Records Start Marker
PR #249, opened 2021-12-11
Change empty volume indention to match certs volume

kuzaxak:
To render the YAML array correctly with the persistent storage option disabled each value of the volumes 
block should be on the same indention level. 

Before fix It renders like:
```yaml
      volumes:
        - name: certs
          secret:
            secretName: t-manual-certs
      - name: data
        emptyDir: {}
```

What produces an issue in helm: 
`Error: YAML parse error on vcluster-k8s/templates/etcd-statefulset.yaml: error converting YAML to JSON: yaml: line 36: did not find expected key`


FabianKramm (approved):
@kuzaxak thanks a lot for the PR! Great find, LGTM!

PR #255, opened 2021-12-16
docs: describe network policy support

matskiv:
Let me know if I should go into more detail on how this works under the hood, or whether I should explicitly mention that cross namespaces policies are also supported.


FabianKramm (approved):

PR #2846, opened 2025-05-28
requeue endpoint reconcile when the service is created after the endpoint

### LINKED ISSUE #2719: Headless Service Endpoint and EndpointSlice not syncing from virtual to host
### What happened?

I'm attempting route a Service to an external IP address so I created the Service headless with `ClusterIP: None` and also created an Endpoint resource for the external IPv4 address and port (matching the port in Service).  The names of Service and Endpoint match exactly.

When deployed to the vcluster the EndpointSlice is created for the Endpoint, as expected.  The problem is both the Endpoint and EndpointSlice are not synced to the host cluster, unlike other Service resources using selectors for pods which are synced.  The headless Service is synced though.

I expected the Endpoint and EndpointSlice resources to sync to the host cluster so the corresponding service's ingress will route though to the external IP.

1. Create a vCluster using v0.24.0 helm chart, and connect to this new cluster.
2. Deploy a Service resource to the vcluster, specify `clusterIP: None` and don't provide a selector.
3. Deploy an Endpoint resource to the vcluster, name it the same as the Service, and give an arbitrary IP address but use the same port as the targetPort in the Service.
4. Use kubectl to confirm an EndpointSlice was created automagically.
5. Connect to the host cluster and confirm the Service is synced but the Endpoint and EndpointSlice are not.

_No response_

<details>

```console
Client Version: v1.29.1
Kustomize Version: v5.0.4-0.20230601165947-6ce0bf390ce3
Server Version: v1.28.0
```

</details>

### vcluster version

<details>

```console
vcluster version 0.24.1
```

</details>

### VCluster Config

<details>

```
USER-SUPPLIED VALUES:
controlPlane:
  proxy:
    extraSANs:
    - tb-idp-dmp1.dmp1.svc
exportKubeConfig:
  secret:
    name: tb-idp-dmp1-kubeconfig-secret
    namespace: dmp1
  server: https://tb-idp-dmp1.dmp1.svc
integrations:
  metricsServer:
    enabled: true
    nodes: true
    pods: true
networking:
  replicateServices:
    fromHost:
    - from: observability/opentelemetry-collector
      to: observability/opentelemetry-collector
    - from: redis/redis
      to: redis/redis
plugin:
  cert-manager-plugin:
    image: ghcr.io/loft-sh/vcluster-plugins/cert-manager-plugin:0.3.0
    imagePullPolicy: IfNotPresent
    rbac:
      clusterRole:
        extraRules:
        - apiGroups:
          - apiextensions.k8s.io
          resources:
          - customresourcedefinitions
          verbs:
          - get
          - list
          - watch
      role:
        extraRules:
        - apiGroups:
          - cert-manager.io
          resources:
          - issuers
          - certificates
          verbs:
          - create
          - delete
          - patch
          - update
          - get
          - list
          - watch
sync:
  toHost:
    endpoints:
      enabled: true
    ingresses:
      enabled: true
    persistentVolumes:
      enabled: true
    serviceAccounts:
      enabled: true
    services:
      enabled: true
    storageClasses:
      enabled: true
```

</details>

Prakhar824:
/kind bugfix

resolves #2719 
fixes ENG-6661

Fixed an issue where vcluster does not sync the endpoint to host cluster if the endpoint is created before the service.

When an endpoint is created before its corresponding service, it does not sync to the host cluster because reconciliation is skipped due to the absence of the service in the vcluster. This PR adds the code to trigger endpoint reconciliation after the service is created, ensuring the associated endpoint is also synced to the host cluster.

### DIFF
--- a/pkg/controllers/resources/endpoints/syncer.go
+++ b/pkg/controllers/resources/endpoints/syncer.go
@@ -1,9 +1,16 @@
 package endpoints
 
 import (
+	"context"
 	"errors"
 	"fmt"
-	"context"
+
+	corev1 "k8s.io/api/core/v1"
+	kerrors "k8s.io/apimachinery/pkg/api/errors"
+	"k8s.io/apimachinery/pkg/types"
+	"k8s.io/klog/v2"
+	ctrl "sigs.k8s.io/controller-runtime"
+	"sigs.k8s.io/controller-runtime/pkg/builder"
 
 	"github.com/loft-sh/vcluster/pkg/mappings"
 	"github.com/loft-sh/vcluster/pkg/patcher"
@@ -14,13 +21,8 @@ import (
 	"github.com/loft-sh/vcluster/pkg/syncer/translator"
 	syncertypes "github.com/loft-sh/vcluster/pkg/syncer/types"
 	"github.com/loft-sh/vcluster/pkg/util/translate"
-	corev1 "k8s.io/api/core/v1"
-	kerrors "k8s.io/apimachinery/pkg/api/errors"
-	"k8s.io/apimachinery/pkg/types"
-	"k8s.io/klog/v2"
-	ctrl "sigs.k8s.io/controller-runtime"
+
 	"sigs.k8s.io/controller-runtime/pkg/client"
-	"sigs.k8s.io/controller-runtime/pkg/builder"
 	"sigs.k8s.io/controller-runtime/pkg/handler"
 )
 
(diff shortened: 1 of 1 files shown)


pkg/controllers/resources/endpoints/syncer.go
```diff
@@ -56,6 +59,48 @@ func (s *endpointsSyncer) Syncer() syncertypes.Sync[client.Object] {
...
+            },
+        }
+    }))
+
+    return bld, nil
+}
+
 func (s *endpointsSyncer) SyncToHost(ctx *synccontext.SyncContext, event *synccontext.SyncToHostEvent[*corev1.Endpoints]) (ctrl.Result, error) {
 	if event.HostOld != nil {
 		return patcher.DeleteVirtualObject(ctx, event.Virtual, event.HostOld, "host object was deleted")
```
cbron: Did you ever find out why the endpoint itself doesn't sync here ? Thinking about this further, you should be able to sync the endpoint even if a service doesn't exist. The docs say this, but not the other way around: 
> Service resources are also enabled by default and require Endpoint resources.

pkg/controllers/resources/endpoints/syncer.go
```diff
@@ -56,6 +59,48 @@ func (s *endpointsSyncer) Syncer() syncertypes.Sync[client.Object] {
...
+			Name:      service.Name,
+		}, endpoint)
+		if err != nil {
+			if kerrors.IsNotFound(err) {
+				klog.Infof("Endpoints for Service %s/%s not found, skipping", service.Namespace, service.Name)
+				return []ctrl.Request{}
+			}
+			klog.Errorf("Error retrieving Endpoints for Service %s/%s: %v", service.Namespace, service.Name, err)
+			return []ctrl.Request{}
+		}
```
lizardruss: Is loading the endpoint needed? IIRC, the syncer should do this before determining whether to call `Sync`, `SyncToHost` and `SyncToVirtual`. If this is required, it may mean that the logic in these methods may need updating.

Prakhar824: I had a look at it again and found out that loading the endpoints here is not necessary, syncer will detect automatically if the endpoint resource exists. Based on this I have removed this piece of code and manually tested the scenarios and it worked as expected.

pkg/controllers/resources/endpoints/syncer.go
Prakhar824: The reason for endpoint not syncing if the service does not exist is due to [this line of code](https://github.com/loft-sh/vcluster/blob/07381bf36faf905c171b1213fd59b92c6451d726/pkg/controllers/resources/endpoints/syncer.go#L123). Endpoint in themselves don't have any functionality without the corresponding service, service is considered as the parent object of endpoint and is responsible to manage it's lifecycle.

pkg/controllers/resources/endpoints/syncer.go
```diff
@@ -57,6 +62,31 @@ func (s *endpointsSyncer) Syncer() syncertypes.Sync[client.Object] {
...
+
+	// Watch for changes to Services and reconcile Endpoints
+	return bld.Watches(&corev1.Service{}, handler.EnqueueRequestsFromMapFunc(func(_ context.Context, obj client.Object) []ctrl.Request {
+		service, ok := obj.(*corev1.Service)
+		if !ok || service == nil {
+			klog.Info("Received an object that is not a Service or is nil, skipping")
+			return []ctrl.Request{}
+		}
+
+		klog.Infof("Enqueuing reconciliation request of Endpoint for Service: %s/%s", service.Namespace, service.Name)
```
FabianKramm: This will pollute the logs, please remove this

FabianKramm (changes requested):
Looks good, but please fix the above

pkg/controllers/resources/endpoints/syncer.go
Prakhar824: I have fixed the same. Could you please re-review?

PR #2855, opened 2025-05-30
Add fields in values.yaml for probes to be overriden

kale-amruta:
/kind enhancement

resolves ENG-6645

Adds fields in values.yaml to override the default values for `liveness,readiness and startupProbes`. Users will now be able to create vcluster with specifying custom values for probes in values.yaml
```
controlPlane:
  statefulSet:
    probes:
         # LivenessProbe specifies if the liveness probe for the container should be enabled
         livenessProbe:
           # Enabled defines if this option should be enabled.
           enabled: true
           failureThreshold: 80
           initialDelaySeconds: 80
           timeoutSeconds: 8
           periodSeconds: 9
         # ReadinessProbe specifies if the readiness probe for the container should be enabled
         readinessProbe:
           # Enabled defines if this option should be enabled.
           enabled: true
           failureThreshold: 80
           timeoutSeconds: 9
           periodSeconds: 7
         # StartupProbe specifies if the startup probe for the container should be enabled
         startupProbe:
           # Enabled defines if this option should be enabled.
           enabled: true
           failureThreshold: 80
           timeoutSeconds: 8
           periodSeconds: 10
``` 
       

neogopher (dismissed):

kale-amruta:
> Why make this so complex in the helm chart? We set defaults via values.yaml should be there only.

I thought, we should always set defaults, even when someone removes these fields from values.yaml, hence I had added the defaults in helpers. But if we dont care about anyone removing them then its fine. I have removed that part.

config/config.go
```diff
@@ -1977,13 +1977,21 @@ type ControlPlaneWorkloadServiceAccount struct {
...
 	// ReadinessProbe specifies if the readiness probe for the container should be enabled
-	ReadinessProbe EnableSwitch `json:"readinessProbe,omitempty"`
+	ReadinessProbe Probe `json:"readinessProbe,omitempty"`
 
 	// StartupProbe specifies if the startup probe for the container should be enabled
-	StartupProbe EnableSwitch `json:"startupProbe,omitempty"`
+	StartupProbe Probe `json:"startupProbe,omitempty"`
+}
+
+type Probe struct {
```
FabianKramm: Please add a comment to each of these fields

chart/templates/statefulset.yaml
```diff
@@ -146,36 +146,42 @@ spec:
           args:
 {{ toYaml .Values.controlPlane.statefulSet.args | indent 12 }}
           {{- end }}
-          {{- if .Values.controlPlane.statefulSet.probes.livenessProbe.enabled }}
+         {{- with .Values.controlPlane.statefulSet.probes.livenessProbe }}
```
Records End Marker
Task to carry out
Exactly as written, please reproduce the lines from the first line of the data to the line containing "requeue endpoint reconcile", inclusive, and nothing else.

Response to this exercise
PR #249, opened 2021-12-11
Change empty volume indention to match certs volume

kuzaxak:
To render the YAML array correctly with the persistent storage option disabled each value of the volumes 
block should be on the same indention level. 

Before fix It renders like:
```yaml
      volumes:
        - name: certs
          secret:
            secretName: t-manual-certs
      - name: data
        emptyDir: {}
```

What produces an issue in helm: 
`Error: YAML parse error on vcluster-k8s/templates/etcd-statefulset.yaml: error converting YAML to JSON: yaml: line 36: did not find expected key`


FabianKramm (approved):
@kuzaxak thanks a lot for the PR! Great find, LGTM!

PR #255, opened 2021-12-16
docs: describe network policy support

matskiv:
Let me know if I should go into more detail on how this works under the hood, or whether I should explicitly mention that cross namespaces policies are also supported.


FabianKramm (approved):

PR #2846, opened 2025-05-28
requeue endpoint reconcile when the service is created after the endpoint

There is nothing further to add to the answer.